Four periods of history make up Morten Tyldum’s first mainstream feature film. The earliest depicts Turing (Alex Lawther) as a self-conscious, miserable private school student picked on by his bigger, more outgoing classmates. This story surrounds the relationship he had with Christopher Morcom (Jack Bannon) that helped him come to terms with his sexuality. The latest puts Turing (Benedict Cumberbatch) into the period after he was outed by a jaded ex-lover and had been convicted and sentenced to chemical castration. The third took place a few years after his team’s work during World War II during an investigation attempting to catch him in some kind of illicit activity.

The bulk of the film takes place in the waning years of World War II. Desperate to crack the German Enigma Code, the British military secretly interviews mathematicians and scientists in hopes of finding someone who can help find the cypher. As he begins alienating his team and attempting to track down qualified assistants, he embarks on a journey of self-discovery, including his interpersonal relationships as well as his now-legendary work.

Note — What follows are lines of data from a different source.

PR #265, opened 2016-04-05
make remember me the default option

ginold:
set's "remember me" checkbox by default + some styling.

Fixes https://github.com/c2corg/v6_ui/issues/259

### DIFF
--- a/c2corg_ui/templates/auth.html
+++ b/c2corg_ui/templates/auth.html
@@ -4,105 +4,141 @@
 
 <div app-auth class="auth-form">
 
-  <div ng-show="authCtrl.uiStates.showLoginForm">
-    <h1 translate>Login</h1>
+  <section>
+    <div ng-show="authCtrl.uiStates.showLoginForm">
+      <h1 translate>Login</h1>
 
-    <form name="loginForm" novalidate ng-submit="authCtrl.login()">
-      <div id="login-username-group" class="form-group" ng-class="{ 'has-error': loginForm.username.$touched && loginForm.username.$invalid }">
-        <label translate>Username</label>
-        <input type="text" name="username" ng-model="login.username" class="form-control" required />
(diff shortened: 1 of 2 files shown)


gberaudo:
LGTM

ginold:
LGBT

asaunier:
It would have been easier to read/review to have splited the changes in 2 commits, 1 for the "remember me" default status, 1 for the styling.
Currently it is very hard to figure out where this change about "remember me" is done...

ginold:
to be honest, the only line that would make "remember me" default is ` <input type="checkbox" name="remember" ng-model="login.remember" ng-checked="true">`, the rest is styling.

asaunier:
> to be honest, the only line that would make "remember me" default is <input type="checkbox" name="remember" ng-model="login.remember" ng-checked="true">, the rest is styling.

Yep, that's why I think it should have been done a commit, the rest in a second "styling" one.
Looking a your PR, it's not obvious where the change "make remember me the default option" is done.

gberaudo:
> LGBT

@ginold what do you mean?

asaunier:
OK for the "remember me" change.

Concerning the styling changes, they look fine except that:
* it would make more sense to place the "no account yet?" button right next buttons "Login", "Forgot password?" (and not in some deported place to the right) => all options are at the same place, easy to see and use.
* why using a different text styling for "no account yet?" and "Forgot password?" compared to "Login"?
* the showing of the various forms ("login", "register", "reset password") is not consistent => depending on what buttons you clicked and in what order you see different combinations of forms. For instance if you click on "Forgot" then on "No account?" you see the register + reset forms => what's the point? I think the "reset" form should only be displayed when the user clicks on "forgot" and be hidden when clicking on "no account" or "have an account".

asaunier:
Thanks for the changes!
Looks good to me.

asaunier:
Feel free to merge @ginold thanks!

There are plenty of historical inaccuracies in the film, most notably the flavor elements that were added to goose up the excitement, including a Russian spy, a debilitating chemical “remedy” (not as physically inhibiting as depicted), and a lead character whose personality was far different from that depicted. While none of these completely derail the story as it unfolds, they do call into question the Oscar-winning screenplay by Graham Moore who seemed to want to shift the focus of the film away from Turing’s horrific treatment by the government that he saved once they discovered his homosexuality and turn this into some World War II thriller.

To an extent, that works. The film has some very compelling and punctuating moments, but that’s thanks to Tyldum’s skilled hand as a director and not Moore’s ability to craft a credible screenplay. Cumberbatch delivers his lines with great relish, but somewhere beneath his personality, there’s a lack of humanity that only comes out in the film’s final moments.

Yet, it’s Keira Knightley who brings the film its heart, soul and down-to-earth appeal. Knightley plays Joan Clarke, the woman who would act as Turing’s wife for a number of years to keep the government from uncovering his subdued homosexuality. She helps guide the character as written from a boorish, aggressive know-it-all to a compassionate, well-liked human being. It’s a bit surprising to see someone like Knightley schooling Cumberbatch who is typically a far better performer.

The Imitation Game fails the audience it’s supposed to help. The gay community has struggled to find credible, populist dramas to put forward the idea that they are capable of love and not deserving of the scorn they’ve shouldered for centuries. Homosexuals were targeted in Nazi Germany along with the Jews, but that is never referenced in the film. This is a film that tones down the gay aspects to avoid offending Middle America viewers who weren’t likely to set foot in the theater to watch it anyway. While as a war-set film, it succeeds admirably, as a piece of movement-supporting cinema, it is entirely inadequate.